И вот теперь все это проделывали с ней, только она почему-то была не Зоя, а Таня. И ее зачем-то вырыли из ледяной могилы, и она лежала, вытянув руки вдоль тела, запрокинув голову, с веревкой на шее. Лицо ее, совершенно спокойное, было все избито, на щеке — темный след от удара. Все тело исколото штыком, на груди — запекшаяся кровь. Пока она думала, что Зое не больно, ей даже нравилось, как она утерла нос фашистам, но теперь это проделывали с ней самой, это ее гоняли босиком по снегу, это ей вместо воды подали керосиновую лампу, это ее заставили натянуть чулки на почерневшие ноги, это ей повесили на шею бутылки с бензином и доску с надписью «Поджигатель», а потом поставили под виселицей на два ящика…

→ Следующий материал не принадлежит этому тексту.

PR #247, opened 2025-09-05
feat(ci): Run host tests with pytest

peter-marcisovsky:
## Description

Running host tests using `pytest --target-linux -m host_test` instead of the currently used `run_host_tests.sh` shell script.

- added new pytest env marker `host_test`
- added `pytest_*_linux.py` files to each `host_test` folder, so the pytest call can collect them

## Testing

---

## Checklist


peter-marcisovsky:
@igi540  Thank you for the review. Timeout is set to 5 seconds for the whole test app. There is (I think) 7 Linux host tests apps, which are run on a Linux runner. So 35 seconds (as a worst case) for the run of all the test apps is very safe number, considering the build of an test app takes in order of ones of minutes. 

Thus I don't expect any issues with the 5 second timeout for the test run.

Когда палач уперся кованым сапогом в ящик, она вдруг почувствовала, что у нее в трусиках мокро. В испуге схватилась рукой — кровь! Она пребывала в таком ошеломлении, что ей это показалось совершенно естественным: там истязания — здесь кровь. Она бросилась к маме, и мама с ледяным спокойствием объяснила ей, как нужно подмываться, где лежит вата и все такое прочее, а потом, всю съежившуюся, не смеющую поднять глаз, усадила за стол напротив себя и начала ужасный разговор, НИЧЕГО НЕ НАЗЫВАЯ своими словами, но она поняла, что речь идет об ЭТОМ, о том гадком, во что ей не верилось: неужели взрослые ЭТИМ занимаются? Мама ЭТО не называла никак. Она только нагнетала ужас, подразумевая, что она про ЭТО уже что-то знает. Ее не примут ни в одно приличное общество, на нее всегда будут показывать пальцем, ее будут презирать всегда и везде. А уж папа!.. Самое малое, он выгонит ее из дому, и она будет бездомной побродяжкой. А главное, ВСЕ НА СВЕТЕ будут смеяться и презирать ее во веки веков, ей будет СТЫДНО-СТЫДНО, — и так больше часа. У нее колотилось сердце, она изнемогала от жара уже не только на лице, но во всем теле, — наконец-то она поняла, как это дворянские барышни падали в обморок.